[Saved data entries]
PR #4683, opened 2016-06-26
Broken dialog 

### LINKED ISSUE #4652: Dialog broken
* Dialog - not sure how to use it even (how to get it to appear); adding buttons list doesn't seem to work; adding plot for content gives solver error.

birdsarah:
This is a WIP to get dialog working again.

As far as I can tell this was broken before the layout work - my guess is that the bk-root work broke it - but I'm not sure.

The layout work has complicated this further - you now have two instances of the same object on the model - the children of buttons_box and the buttons - this creates duplicated edit variables which is no longer ok.

Can't get this working quickly, and am out of time.

Close #4652

### DIFF
--- a/bokehjs/src/coffee/models/widgets/dialog.coffee
+++ b/bokehjs/src/coffee/models/widgets/dialog.coffee
@@ -7,6 +7,7 @@ p = require "../../core/properties"
 dialog_template = require "./dialog_template"
 Widget = require "./widget"
 
+
 class DialogView extends Widget.View
 
   initialize: (options) ->
@@ -14,7 +15,6 @@ class DialogView extends Widget.View
     @render()
     @render_content()
     @render_buttons()
-
     @listenTo(@model, 'destroy', @remove)
     @listenTo(@model, 'change:visible', @change_visibility)
     @listenTo(@model, 'change:content', @change_content)
@@ -25,7 +25,7 @@ class DialogView extends Widget.View
 
     content = @mget('content')
     if content?
-      if typeof content is 'object'
+      if typeof(content) != "string"
         @content_view = new content.default_view(model: content)
         @$el.find('.bk-dialog-content').empty()
         @$el.find('.bk-dialog-content').append(@content_view.$el)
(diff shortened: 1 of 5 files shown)


birdsarah:
other problems:
* dialog appears to be rendering twice.
* we've lost the greying out background
* content can disappear - it briefly appears and then a second render seems to eat it
* can't use buttons at all because of above issue
* if want to put on page with anything else then need to use some kind of layout, but that causes it to get laid out - which is not what we want

bokehjs/src/coffee/models/widgets/dialog_template.eco
```diff
@@ -1,4 +1,4 @@
-<div class="bk-bs-modal" tabindex="-1">
+<div class="bk-bs modal" tabindex="-1">
```
mattpap: Typo?

mattpap:
> we've lost the greying out background

Backdrop is unlikely going to work with `bk-root` and without modifications to bootstrap's code. This is because the backdrop's div is added to the top-level of a document.

bokehjs/src/coffee/models/widgets/dialog.coffee
```diff
@@ -65,15 +64,42 @@ class Dialog extends Widget.Model
...
+    for child in @get_layoutable_children()
+      edit_variables = edit_variables.concat(child.get_edit_variables())
+    return edit_variables
+
+  get_constraints: () ->
+    constraints = super()
+    # Go down the children to pick up any more constraints
+    for child in @get_layoutable_children()
+      constraints = constraints.concat(child.get_constraints())
+    return constraints
```
mattpap: I don't follow this. Dialog (a modal) is supposed to be shown on top of everything else. This way there should be no connection to layout. I presume this is necessary to just to lay children of a dialog out. However, I think it's unlikely children will have any connection (in terms of layout) with any elements below a dialog. I think there should be a fresh solver introduced to manage children of a dialog. Another situation where a fresh solver may be useful is laying out plots in tooltips.

bryevdv: I agree that a  separate solver is probably ideal. It will take some investigation to see if this is straightforward or now. I think it may not be so bad, we had already discussed a path for per-root solvers.

bryevdv:
I'm going to close this because it no longer cleanly merges, and for inactivity. But we need to either fix `Dialog`, or remove it, in the very near future.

■ INSTRUCTIONS TO FOLLOW
Each line of the data above is to be set down exactly.

■ REPLY
PR #4683, opened 2016-06-26
Broken dialog 

### LINKED ISSUE #4652: Dialog broken
* Dialog - not sure how to use it even (how to get it to appear); adding buttons list doesn't seem to work; adding plot for content gives solver error.

birdsarah:
This is a WIP to get dialog working again.

As far as I can tell this was broken before the layout work - my guess is that the bk-root work broke it - but I'm not sure.

The layout work has complicated this further - you now have two instances of the same object on the model - the children of buttons_box and the buttons - this creates duplicated edit variables which is no longer ok.

Can't get this working quickly, and am out of time.

Close #4652

### DIFF
--- a/bokehjs/src/coffee/models/widgets/dialog.coffee
+++ b/bokehjs/src/coffee/models/widgets/dialog.coffee
@@ -7,6 +7,7 @@ p = require "../../core/properties"
 dialog_template = require "./dialog_template"
 Widget = require "./widget"
 
+
 class DialogView extends Widget.View
 
   initialize: (options) ->
@@ -14,7 +15,6 @@ class DialogView extends Widget.View
     @render()
     @render_content()
     @render_buttons()
-
     @listenTo(@model, 'destroy', @remove)
     @listenTo(@model, 'change:visible', @change_visibility)
     @listenTo(@model, 'change:content', @change_content)
@@ -25,7 +25,7 @@ class DialogView extends Widget.View
 
     content = @mget('content')
     if content?
-      if typeof content is 'object'
+      if typeof(content) != "string"
         @content_view = new content.default_view(model: content)
         @$el.find('.bk-dialog-content').empty()
         @$el.find('.bk-dialog-content').append(@content_view.$el)
(diff shortened: 1 of 5 files shown)


birdsarah:
other problems:
* dialog appears to be rendering twice.
* we've lost the greying out background
* content can disappear - it briefly appears and then a second render seems to eat it
* can't use buttons at all because of above issue
* if want to put on page with anything else then need to use some kind of layout, but that causes it to get laid out - which is not what we want

bokehjs/src/coffee/models/widgets/dialog_template.eco
```diff
@@ -1,4 +1,4 @@
-<div class="bk-bs-modal" tabindex="-1">
+<div class="bk-bs modal" tabindex="-1">
```
mattpap: Typo?

mattpap:
> we've lost the greying out background

Backdrop is unlikely going to work with `bk-root` and without modifications to bootstrap's code. This is because the backdrop's div is added to the top-level of a document.

bokehjs/src/coffee/models/widgets/dialog.coffee
```diff
@@ -65,15 +64,42 @@ class Dialog extends Widget.Model
...
+    for child in @get_layoutable_children()
+      edit_variables = edit_variables.concat(child.get_edit_variables())
+    return edit_variables
+
+  get_constraints: () ->
+    constraints = super()
+    # Go down the children to pick up any more constraints
+    for child in @get_layoutable_children()
+      constraints = constraints.concat(child.get_constraints())
+    return constraints
```
mattpap: I don't follow this. Dialog (a modal) is supposed to be shown on top of everything else. This way there should be no connection to layout. I presume this is necessary to just to lay children of a dialog out. However, I think it's unlikely children will have any connection (in terms of layout) with any elements below a dialog. I think there should be a fresh solver introduced to manage children of a dialog. Another situation where a fresh solver may be useful is laying out plots in tooltips.

bryevdv: I agree that a  separate solver is probably ideal. It will take some investigation to see if this is straightforward or now. I think it may not be so bad, we had already discussed a path for per-root solvers.

bryevdv:
I'm going to close this because it no longer cleanly merges, and for inactivity. But we need to either fix `Dialog`, or remove it, in the very near future.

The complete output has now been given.